- _REQUIRED WORK_
Your answer should consist solely of the lines from the first line of the data through the line with "not already [filed](https://github.com/leanprover/lean4/issues).", each reproduced exactly.

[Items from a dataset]
=== Begin Enclosure ===
Issue #2789, opened 2023-10-30
Mixing binder updates and variable declarations gives confusing errors


eric-wieser:
### Prerequisites

* [x] Put an X between the brackets on this line if you have done all of the following:
    * Check that your issue is not already [filed](https://github.com/leanprover/lean4/issues).
    * Reduce the issue to a minimal, self-contained, reproducible test case. Avoid dependencies to mathlib4 or std4.

### Description

The `variable` command is used both to declare new variables, and to update the binder type (implicit / explicit / instance implicit) of existing variables.

Using both features at the same time can produce error messages that advise the user to make things even worse

### Context

[Zulip thread](https://leanprover.zulipchat.com/#narrow/stream/270676-lean4/topic/unexpected.20.60variable.60.20behaviour.3F/near/360154080)

### Steps to Reproduce

Run the following code
```lean
class one (A : Nat)
class two (A : Nat) [one A] := t : Nat

variable (A : Nat) [one A]

section fails
variable {A} [two A]
/-
failed to synthesize instance
  one A
-/
end fails

section bad_advice
-- ok, the error told me to write `one A` again I guess
variable {A} [one A] [two A]

example : True := 
  -- put your cursor here; now `one A` is here twice!
  trivial

end bad_advice

section works
variable {A} [two (by exact A)]
end works

section also_works
variable {A}
variable [two A]
end also_works
```

**Expected behavior:** The `section fails` should either succeed, or it should emit an error message that does not encourage me to write `section bad_advice`. If you put your cursor at the `exact`, `A` should appear once in the goal view.
**Actual behavior:** The error message tricks me into making a mess of duplicate variables. Putting the cursor at `exact` shows `A` twice (as there are two copies!).

### Versions

4.2.0-rc4 on the web editor

### Impact

Add :+1: to [issues you consider important](https://github.com/leanprover/lean4/issues?q=is%3Aissue+is%3Aopen+sort%3Areactions-%2B1-desc). If others are impacted by this issue, please ask them to add :+1: to it.

Kha:
Fixed in #5142

PR #4814, opened 2024-07-23
feat: refined `variable` behavior in proofs

### LINKED ISSUE #2452: RFC: change variable inclusion mechanism

Kha:
Resolves #2452. For *theorems*, section variables are now conditionally included when elaborating the theorem body and sending the result to the kernel based on their use in the header; elaboration of the header is unchanged. *Definitions* as well are unchanged for now because the cost/benefit ratio is much less clear for them.

Specifically, section variables are included if they
* are directly referenced by the theorem header,
* are included via the new `include` command in the current section,
* are directly referenced by any variable included by these rules, OR
* are instance-implicit variables that reference only variables included by these rules.

For porting, a new option `deprecated.oldSectionVars` is included to locally switch back to the old behavior.

**breaking change**

### DIFF
--- a/src/Init/Data/List/Erase.lean
+++ b/src/Init/Data/List/Erase.lean
@@ -354,7 +354,7 @@ theorem erase_eq_iff [LawfulBEq α] {a : α} {l : List α} :
   rw [erase_of_not_mem]
   simp_all
 
-theorem Nodup.erase_eq_filter [BEq α] [LawfulBEq α] {l} (d : Nodup l) (a : α) : l.erase a = l.filter (· != a) := by
+theorem Nodup.erase_eq_filter [LawfulBEq α] {l} (d : Nodup l) (a : α) : l.erase a = l.filter (· != a) := by
   induction d with
   | nil => rfl
   | cons m _n ih =>
@@ -367,13 +367,13 @@ theorem Nodup.erase_eq_filter [BEq α] [LawfulBEq α] {l} (d : Nodup l) (a : α)
       simpa [@eq_comm α] using m
     · simp [beq_false_of_ne h, ih, h]
 
-theorem Nodup.mem_erase_iff [BEq α] [LawfulBEq α] {a : α} (d : Nodup l) : a ∈ l.erase b ↔ a ≠ b ∧ a ∈ l := by
+theorem Nodup.mem_erase_iff [LawfulBEq α] {a : α} (d : Nodup l) : a ∈ l.erase b ↔ a ≠ b ∧ a ∈ l := by
   rw [Nodup.erase_eq_filter d, mem_filter, and_comm, bne_iff_ne]
 
-theorem Nodup.not_mem_erase [BEq α] [LawfulBEq α] {a : α} (h : Nodup l) : a ∉ l.erase a := fun H => by
+theorem Nodup.not_mem_erase [LawfulBEq α] {a : α} (h : Nodup l) : a ∉ l.erase a := fun H => by
   simpa using ((Nodup.mem_erase_iff h).mp H).left
 
-theorem Nodup.erase [BEq α] [LawfulBEq α] (a : α) : Nodup l → Nodup (l.erase a) :=
+theorem Nodup.erase [LawfulBEq α] (a : α) : Nodup l → Nodup (l.erase a) :=
   Nodup.sublist <| erase_sublist _ _
 
 end erase
--- a/src/Init/WF.lean
+++ b/src/Init/WF.lean
@@ -68,6 +68,7 @@ noncomputable def recursion {C : α → Sort v} (a : α) (h : ∀ x, (∀ y, r y
   induction (apply hwf a) with
   | intro x₁ _ ih => exact h x₁ ih
 
+include hwf in
 theorem induction {C : α → Prop} (a : α) (h : ∀ x, (∀ y, r y x → C y) → C x) : C a :=
   recursion hwf a h
 
--- a/src/Std/Data/DHashMap/Internal/RawLemmas.lean
+++ b/src/Std/Data/DHashMap/Internal/RawLemmas.lean
@@ -20,7 +20,7 @@ open Std.DHashMap.Internal.List
 
 universe u v
 
-variable {α : Type u} {β : α → Type v} [BEq α] [Hashable α]
+variable {α : Type u} {β : α → Type v}
 
 namespace Std.DHashMap.Internal
 
@@ -41,6 +41,8 @@ theorem Raw.buckets_emptyc {i : Nat} {h} :
     (∅ : Raw α β).buckets[i]'h = AssocList.nil :=
   buckets_empty
 
+variable [BEq α] [Hashable α]
+
 @[simp]
 theorem buckets_empty {c} {i : Nat} {h} :
     (empty c : DHashMap α β).1.buckets[i]'h = AssocList.nil := by
@@ -55,7 +57,9 @@ end empty
 
 namespace Raw₀
 
+variable [BEq α] [Hashable α]
 variable (m : Raw₀ α β) (h : m.1.WF)
+set_option deprecated.oldSectionVars true
 
 /-- Internal implementation detail of the hash map -/
 scoped macro "wf_trivial" : tactic => `(tactic|
--- a/src/Std/Data/DHashMap/RawLemmas.lean
+++ b/src/Std/Data/DHashMap/RawLemmas.lean
@@ -75,6 +75,7 @@ namespace Raw
 open Internal.Raw₀ Internal.Raw
 
 variable {m : Raw α β} (h : m.WF)
+set_option deprecated.oldSectionVars true
 
 @[simp]
 theorem isEmpty_empty {c} : (empty c : Raw α β).isEmpty := by
--- a/src/Std/Data/HashMap/RawLemmas.lean
+++ b/src/Std/Data/HashMap/RawLemmas.lean
@@ -27,6 +27,7 @@ namespace Std.HashMap
 namespace Raw
 
 variable {m : Raw α β} (h : m.WF)
+set_option deprecated.oldSectionVars true
 
 private theorem ext {m m' : Raw α β} : m.inner = m'.inner → m = m' := by
   cases m; cases m'; rintro rfl; rfl
--- a/src/Std/Data/HashSet/Lemmas.lean
+++ b/src/Std/Data/HashSet/Lemmas.lean
@@ -20,7 +20,7 @@ set_option autoImplicit false
 
 universe u v
 
-variable {α : Type u} {_ : BEq α} {_ : Hashable α} [EquivBEq α] [LawfulHashable α]
+variable {α : Type u} {_ : BEq α} {_ : Hashable α}
 
 namespace Std.HashSet
 
--- a/src/Std/Data/HashSet/RawLemmas.lean
+++ b/src/Std/Data/HashSet/RawLemmas.lean
@@ -27,6 +27,7 @@ namespace Std.HashSet
 namespace Raw
 
 variable {m : Raw α} (h : m.WF)
+set_option deprecated.oldSectionVars true
 
 private theorem ext {m m' : Raw α} : m.inner = m'.inner → m = m' := by
   cases m; cases m'; rintro rfl; rfl


fpvandoorn:
> are instance-implicit variables that reference any variable included by these rules.

Should this be "are instance-implicit variables and all referenced variables are included by these rules."
For example, if I have 
```lean
variable {R : Type*} [CommRing R] {M : Type*} [AddCommGroup M] [Module R M]
```
If only one of `R`/`M` is referenced, `Module R M` should not be included.

(I would also love it if `include` supports binder updates)

Kha:
> > are instance-implicit variables that reference any variable included by these rules.
> 
> Should this be "are instance-implicit variables and all referenced variables are included by these rules."? For example, if I have

Makes sense to me, updated.

> (I would also love it if include supports binder updates)

Would `include {v}` be equivalent to `variable {v} include v`? I'm not sure yet what to think about such overloading of semantics

fpvandoorn:
Yes, those would be equivalent.

In Mathlib we are striving towards using `variable {v}` and `include v` *only* using `in` (i.e. `variable {v}` or `include v` is banned, you should solely use `variable {v} in` and `include v in`).
If we follow that rule, then the ability to write `include {v}` means that we don't need `variable {v}` anymore in Mathlib, since all its uses can be replaced by `include`.

semorrison:
> Yes, those would be equivalent.
> 
> In Mathlib we are striving towards using `variable {v}` and `include v` _only_ using `in` (i.e. `variable {v}` or `include v` is banned, you should solely use `variable {v} in` and `include v in`). If we follow that rule, then the ability to write `include {v}` means that we don't need `variable {v}` anymore in Mathlib, since all its uses can be replaced by `include`.

@fpvandoorn, I've finally started looking at Mathlib under this PR (the `lean-pr-testing-4814` branch). (It is going to be epic! :-)
 
I've already encountered a few places where is seems rather inconvenient for only using `include ... in`, rather than bounded by a section. Please see https://github.com/leanprover-community/mathlib4/commit/c3ec6bedfaddc035e24f86a44099089854a7d13c for the first two examples I encountered.

semorrison:
Re: looking at Mathlib on this PR. So far there are two classes of problems: typeclasses hypothesis being included which should not be (for which the new linter is *really* helpful), and variables with need an `include`.

Fixing the first class of problems requires either adding sections to bound `variable [...]` scopes, using `variable ... in`, or reordering results.

I propose that for anyone working on the Mathlib branch for this PR, we try to backport all the changes of the first form.

A reasonable workflow seems to be:
* As you make changes on `lean-pr-testing-4814`, any changes that use `include` (i.e. which will not work on master), you immediately stage.
* But any changes for *excluding* typeclasses hypotheses you leave unstage.
* At suitable intervals, make a commit of the stages changes on `lean-pr-testing-4814`
* Then stash the remaining changes, make a new branch off master, make a PR from it, and then merge that branch back to `lean-pr-testing-4814`.

(We have have following a similar workflow for the `byAsSorry` branch, c.f. [zulip](https://leanprover.zulipchat.com/#narrow/stream/287929-mathlib4/topic/Running.20Mathlib.20under.20.60set_option.20debug.2EbyAsSorry.60) discusssion.)

This is going to be a *massive* adaptation exercise to get this working, and I will need help to get it done.

semorrison:
> > > are instance-implicit variables that reference any variable included by these rules.
> > 
> > 
> > Should this be "are instance-implicit variables and all referenced variables are included by these rules."? For example, if I have
> 
> Makes sense to me, updated.

@Kha, I think this change may have not worked as intended. In Mathlib on lean-pr-testing-4814 I am seeing:
```
section Trans

variable [IsTrans N r] (m n : M) {a b c d : N}

--  Lemmas with 3 elements.
theorem act_rel_of_rel_of_act_rel (ab : r a b) (rl : r (μ m b) c) : r (μ m a) c :=
  _root_.trans (act_rel_act_of_rel m ab) rl

theorem rel_act_of_rel_of_rel_act (ab : r a b) (rr : r c (μ m a)) : r c (μ m b) :=
  _root_.trans rr (act_rel_act_of_rel _ ab)

end Trans
```
failing with `failed to synthesize IsTrans N r`, despite both the arguments of `IsTrans` being mentioned in the theorem statement.

(I have no idea why in Mathlib the first argument of `IsTrans` is explicit rather than implicit -- I'll investigate that too...)

Let me know if you'd like a minimization of this.

semorrison:
@Kha, another bug, where typeclass arguments that are included transitively can be include with multiplicity, apparently!

Again on `lean-pr-testing-4814`, in `Mathlib.Order.Monotone`, we see:

```
variable (α) [Preorder α] [Nonempty α] [NoMinOrder α] [NoMaxOrder α]

/-- If `α` is a nonempty preorder with no minimal or maximal elements, then there exists a strictly
monotone function `f : ℤ → α`. -/
theorem exists_strictMono : ∃ f : ℤ → α, StrictMono f := by
  inhabit α
  rcases Nat.exists_strictMono' (default : α) with ⟨f, hf, hf₀⟩
  rcases Nat.exists_strictAnti' (default : α) with ⟨g, hg, hg₀⟩
  refine ⟨fun n ↦ Int.casesOn n f fun n ↦ g (n + 1), strictMono_int_of_lt_succ ?_⟩
  rintro (n | _ | n)
  · exact hf n.lt_succ_self
  · show g 1 < f 0
    rw [hf₀, ← hg₀]
    exact hg Nat.zero_lt_one
  · exact hg (Nat.lt_succ_self _)
```

resulting in the signature
```
Int.exists_strictMono.{u} (α : Type u) [Preorder α] [Preorder α] [Nonempty α] [NoMinOrder α] [NoMaxOrder α] :
  ∃ f, StrictMono f
```
where apparently `[Preorder α]` has been added twice, once because `[NoMinOrder α]` needs it and again because  `[NoMaxOrder α]` needs it.

Again, please let me know if you'd like an minimisation.

semorrison:
And another problem, @Kha! We have places in Mathlib where people have add implicit arguments that could otherwise be automatically included instance arguments, on the principle that it is faster/better to find these by unification from later arguments that to redo typeclass search.

Here's an example from Mathlib in `Mathlib.Algebra.GroupWithZero`:
```
@[simp]
lemma coe_copy {_ : MulZeroOneClass α} {_ : MulZeroOneClass β} (f : α →*₀ β) (f' : α → β) (h) :
    (f.copy f' h) = f' := rfl

lemma copy_eq {_ : MulZeroOneClass α} {_ : MulZeroOneClass β} (f : α →*₀ β) (f' : α → β) (h) :
    f.copy f' h = f := DFunLike.ext' h
```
=== End Enclosure ===
- _RESULT OF THIS TASK_
Issue #2789, opened 2023-10-30
Mixing binder updates and variable declarations gives confusing errors


eric-wieser:
### Prerequisites

* [x] Put an X between the brackets on this line if you have done all of the following:
    * Check that your issue is not already [filed](https://github.com/leanprover/lean4/issues).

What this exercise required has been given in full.